The Company identified and addressed the issues below to improve Board effectiveness in the future.
- Further improving the organization and disclosure of business strategy risks and opportunities
We have redefined the risks in the Company's management strategy, concretized the risk items, and clarified the relevance to the business strategy. The management process for further enhancing the effectiveness of risk management has been rearranged and applied since 2021.
The Company's website discloses our view on the risks associated with changes in paper demand, while Integrated Report 2020 states the risks and opportunities for the Company vis-á-vis the social transformation brought about by the Covid pandemic.
The Company's view on the risks associated with changes in paper demand: (https://global.epson.com/SR/tcfd/) Risks and opportunities for the Company vis-á-vis the social transformation brought about by the Covid pandemic: (https://global.epson.com/IR/library/integrated_report.html)
We will continue to consider whether to further expand the scope of disclosure of risk management items based on a comprehensive assessment, including of the social and competitive environments.
- Further improving the organization and disclosure of the thinking with regard to business portfolio management.
The businesses in the Company's portfolio have been positioned and broadly divided into three areas according to the product life cycle: a new area, growth area, and mature area.
Funds will be allocated and targets set according to the positioning of the business, the PDCA cycle will be implemented for each, and the direction of the businesses will be determined while taking into consideration synergies among businesses. These strategies were articulated in the Epson 25 Renewed Corporate Vision announced in March 2021.
In April 2021, we transferred the IC test handler business to Kanematsu Corporation as part of our business portfolio management efforts.
The generated cash will be preferentially allocated to growth investments primarily in growth areas, new areas, and the environment.
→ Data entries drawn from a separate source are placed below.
PR #1721, opened 2023-10-06
fix: fix context loss when cursor are accesed concurrently

### LINKED ISSUE #1688: [mongodb] instrumentation loosing context

@opentelemetry/api: 1.4.1 
@opentelemetry/auto-instrumentations-node: 0.39.2
@opentelemetry/sdk-metrics: 1.15.2
@opentelemetry/sdk-node: 0.41.2

and

mongodb: 5.8.1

On top of that, the Company will continue to provide stable shareholder returns and build a sound financial structure.
3. FY2020 Evaluation Results
To incorporate a more objective perspective to the Board of Directors effectiveness evaluation for the 2020 fiscal year, we asked an independent firm to evaluate and provide feedback about each step in the process, from creating a questionnaire to analyzing and evaluating the answers.
In addition, the Company dug deeper based on recent corporate governance trends (such as the interests of institutional investors) and identified the following issues in order to improve effectiveness in the future:
- Promote diversity; and
- Promote digital transformation (DX).
In the future, we will work to further improve effectiveness by addressing these issues.
Responding to Large-Scale Acquisitions of Seiko Epson Shares
Epson's Corporate Governance Policy stipulates the following:
- Whether to accept a bid to purchase a number of shares that would give the acquirer control over the Company's financial and business policies ("large-scale acquisition" hereafter) should ultimately be decided by the shareholders.
- Epson shall ask persons who attempt to make large-scale acquisitions of Company shares to provide a sufficient amount of the information needed to determine the desirability of the large-scale acquisition from the perspective of ensuring and enhancing corporate value and the common interests of shareholders, after which Epson shall disclose the opinions of the Company's Board of Directors regarding the proposed large-scale acquisition, thereby doing its due diligence to provide shareholders with the time and information they need to consider the desirability of the large-scale acquisition. The Company shall also take appropriate actions based on the Financial Instruments and Exchange Act, the Companies Act, and other applicable laws and regulations.